Od dłuższego czasu moim stałym punktem w pielęgnacji jest
seria Riche Creme z Yves Rocher. Początkowo podbierałam
mamie, by przekonać się, że są to produkty jakie moja cera bardzo lubi. Dość
szybko przekonałam się, że to idealny wybór także dla mnie.
Od zawsze wychodziłam
z założenia, że pielęgnację dobieram do potrzeb skóry a nie wieku bo
przecież jedno z drugim niewiele ma wspólnego. Poza tym stawiam na
profilaktykę. Akceptuję zmiany na skórze i jak na razie uważam, że nieźle się
prezentuje na 30+ biorąc pod uwagę mój aktywny swojego czasu styl życia;)
Chcę Wam dzisiaj
przybliżyć trzy produkty z całej linii, które pojawiają się u mnie
regularnie. Wiem, że pewnie ceny mogą odstraszać ale ta seria jest fenomenalna
a Yves Rocher ma na okrągło różnego rodzaju promocje i oferty wiązane gdzie
można kupić produkty za połowę ceny lub
2 w cenie 1. Ta ostatnia jest przeze mnie najbardziej lubiana:) W taki
sposób mogę sobie zrobić większe zapasy faworytów.
Yves Rocher Riche
Créme Active Jour -
Krem aktywny na
dzień z 30 olejkami
Minusem tego kremu
jest opakowanie. Słoiczek w takiej formie jest bardzo niewygodny tym
bardziej, że krem ma konsystencję gęstej śmietanki i trudno operuje się
szpatułką w miarę zużywania....Jednak zawartość wynagradza Nam tę niedogodność.
Dość intensywny zapach.
Sięgam po niego w
dwojaki sposób – jesień i zima na dzień, wiosna i lato na noc. Dopasowałam
jego formułę do potrzeb oraz predyspozycji skóry ale mogę powiedzieć, że każda
kombinacja przynosi pożądane efekty.
Wygładza, nawilża,
sprawiając, że skóra prezentuje się promiennie. Rewelacyjnie działa w
przypadku okresowego zmęczenia kiedy cera jest w widoczny sposób poszarzała,
podrażniona itd. Używam go wtedy w
formie maseczki- nakładam sporą ilość na oczyszczoną skórę i zostawiam na
10/15 minut po czym to co się nie wchłonęło delikatnie wmasowuje w szyję i
dekolt. Taka ekspresowa kuracja daje szybkie efekty i w moim przypadku działa
lepiej niż większość masek.
Dodatkowym plusem jest to, że nie muszę siegać po niego codziennie.

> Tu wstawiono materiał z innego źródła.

Issue #621, opened 2021-02-26
Multiple <h1>s on homepage 


metamoni:
Pages should only have one main heading (unless we decide to use multiple `<h1>s` (see #532), representing the most important idea on the page. At the moment, this is 'Abalone Analytics'.

The rest of it needs a bit of restructuring. Following [these requirements](https://www.w3.org/WAI/tutorials/page-structure/headings/) and [this example](https://www.w3.org/WAI/tutorials/page-structure/example/), we could logically structure the page like so:

```
<h2>Your Organization: White Abalone</h2>
<ul>
  <li>Animal count: 132</li>
  <li>facility count: 12</li>
  <li>cohort count: 12</li>
</ul>
```

We have a lot of `div`s on the page at the moment, all from bootstrap, so maybe jamming a list in between those isn't the best. But we can follow the same pattern and use `div`s instead of my proposed `ul` and `li` tags. As long as we keep the same styles we'll get the same result visually. But when on a screen reader, this will read out 'Abalone Analytics' as the main heading, your organization's name as `<h2>`, and then the animal/facility/cohort counts under that.

metamoni:
I'm happy to work on this one, by the way. I'll push up a PR for it :)

CraigJZ:
Thank you for adding this issue! I like your proposed structure and am okay with using a list there.

I added my thoughts on #532 but let me know if you have any concerns with that approach. Overall, my preference for this app would be using a single `<h1>` per page.

PR #622, opened 2021-02-28
add screen reader-only page title, update cards and page logo

### LINKED ISSUE #532: Background image in hero is not decorative, needs text
The hero image is set in a background, which is ok, but there is no text for it. 

We need to have "Abalone Analytics" included as a heading element within that container. Adding the `.sr-only` class should make it invisible except to screen readers.

hero-image-background

metamoni:
# Checklist:

Resolves #532 and #621

### Description
The logo in the navigation was an `h1` element. As we only want one `h1` on every page, and we want this to be the page title, this has been updated to a simple link.
An accessible title has been added to the homepage. This is only visible to screen readers, as sighted users can read the title on the hero banner. At the same time, the card titles and counts were inappropriately wrapped in `h2` and `h1` tags. To improve the structure of the page, these are now simple paragraphs under the 'Your organisation' header. (I originally considered making this a list, but since the cards are built from lots of `div`s I didn't want to have a bunch of list items wrapped in `div`s, as this would look pretty confusing. I also changed the `section` elements to `div`s, as sections should have a heading and I didn't think they were appropriate here.
Visually, there is no difference between the previous and current structure. There's a very small difference in the animal/cohort/facility count's font weight. For some reason Tailwind's `font-bold` class wouldn't work on these elements 🤔

### Type of change
Bug fix (non-breaking change which fixes an issue)

### How Has This Been Tested?
In the browser, using ANDI and VoiceOver.

### DIFF
--- a/app/assets/stylesheets/application.scss
+++ b/app/assets/stylesheets/application.scss
@@ -26,7 +26,7 @@
   -webkit-box-shadow: -4px -1px 33px -5px rgba(0, 0, 0, 0.25);
   -moz-box-shadow: -4px -1px 33px -5px rgba(0, 0, 0, 0.25);
   box-shadow: -4px -1px 33px -5px rgba(0, 0, 0, 0.25);
-  h1 {
+  h1, .logo-text {
     font-size: 20px;
     color: #4a4a4a;
     font-weight: 500;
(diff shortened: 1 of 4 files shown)


CraigJZ (approved):
This looks great! Thank you.

I am not sure why the tailwindcss font-bold class isn't working either, but I'll take a closer look at it.

PR #670, opened 2021-05-06
Fix navigation links using tabindex

### LINKED ISSUE #533: Navigation links with drop-downs are not accessible via keyboard navigation
The three links with drop-down menus: "Uploads", "Admin", "More" are not accessible with keyboard navigation. The `tab` key skips over all three when tabbing through the menus.

We need the ability to tab into those menus, have the menus expand, and be able to select the items within. They will also need to be added to the tab index.

links-arent-accessible

librod89:
# Checklist:

Resolves #533

### Description

I added a `tabindex` attribute to each of the links in the navbar so you can use the keyboard to navigate to any of the links or dropdowns.

### Type of change

### How Has This Been Tested?

I added tests to `spec/features/home_page_statistics_spec.rb`


CraigJZ (approved):
Thanks for working on this @librod89!!

PR #742, opened 2021-07-29
Fix nil warning for tests be adding an enclosure to cohort

### LINKED ISSUE #708: Fix Warning on Cohorts Show action feature spec
The spec at `spec/features/cohorts/show_spec.rb:19` throws the following warning:

`Checking for expected text of nil is confusing and/or pointless since it will always match. Please specify a string or regexp instead.`

Refactor the spec to clear this warning.

FionaDL:
Resolves #708 

 (fix or feature that would cause existing functionality to not 
work as expected)
* Documentation update

### How Has This Been Tested?

This is a fix for the test in feature/cohorts/show_spec . Before the tests were complaining because cohort.enclosure&.name was nil, so there was no point in checking. I added an enclosure to the cohort so that we could check if the name shows up on the page.

### DIFF
--- a/spec/features/cohorts/show_spec.rb
+++ b/spec/features/cohorts/show_spec.rb
@@ -9,6 +9,10 @@ describe "When I visit the cohort Show page" do
 
   it "Then I see information of a specific cohort" do
     cohort = create(:cohort)
+    enclosure = create(:enclosure)
+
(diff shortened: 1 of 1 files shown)


CraigJZ (approved):
@FionaDL This looks good. Thank you!!

PR #820, opened 2021-09-28
#540 add aria-label on links

### LINKED ISSUE #540: Enclosures: hidden action links lack names
These links don't display, but they still exist. They don't have names, but they still show up in tab order.

We should probably not display them at all if they are not supposed to be used. If we need them to be there, they should not be focusable if they do not need to be used. If they must be focusable, they need to have names.

enclosures-hidden-links

vurtn:
Sorry for my english.

# Checklist:

- [ ] I have commented my code, particularly in hard-to-understand areas,
- [ ] Title include "WIP" if work is in progress.

Resolves #540 

### Description
I added an aria-label attribute on links to not overload the view for the common use. I don't have problem with icons on firefox and brave web browsers.

### Type of change

### How Has This Been Tested?

I used the same tool to check accessibility which is ANDI. The alert message is no longer there. 

### Screenshots
screen540-2
screen540-1


CraigJZ (approved):
Thank you!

Wystarczy, że zastosuję co 2/3 dzień a
jego działanie jest widoczne oraz odczuwalne.
Yves Rocher Riche Créme Anti-rides contour des yeux -
Krem
przeciwzmarszczkowy pod oczy
Jeden z moich
ulubionych kremów pod oczy, który robi wszystko to, na czym mi najbardziej
zależy. Po pierwsze, nawilża i to
odczuwalnie. Mam wyjątkowo suche okolice oczu, od zawsze tak było i tutaj
zmarszczki od mrużenia oczu dość szybko się pojawiły. Po drugie, nie migruje w okolice oczu. Nie podrażnia. Po trzecie, wygładza i delikatnie
„rozprasowuje” istniejące zmarszczki. Sprawia, że faktycznie są mniej widoczne
i rozjaśnia okolice oczu. Nie posiadam sińców pod oczami ale czasami bywają
podkrążone, zmęczenie nie wpływa korzystnie a dzięki niemu nie jest uzależniona
od korektora. A jeżeli już po takowy sięgam to mogę wybrać lżejsze formuły.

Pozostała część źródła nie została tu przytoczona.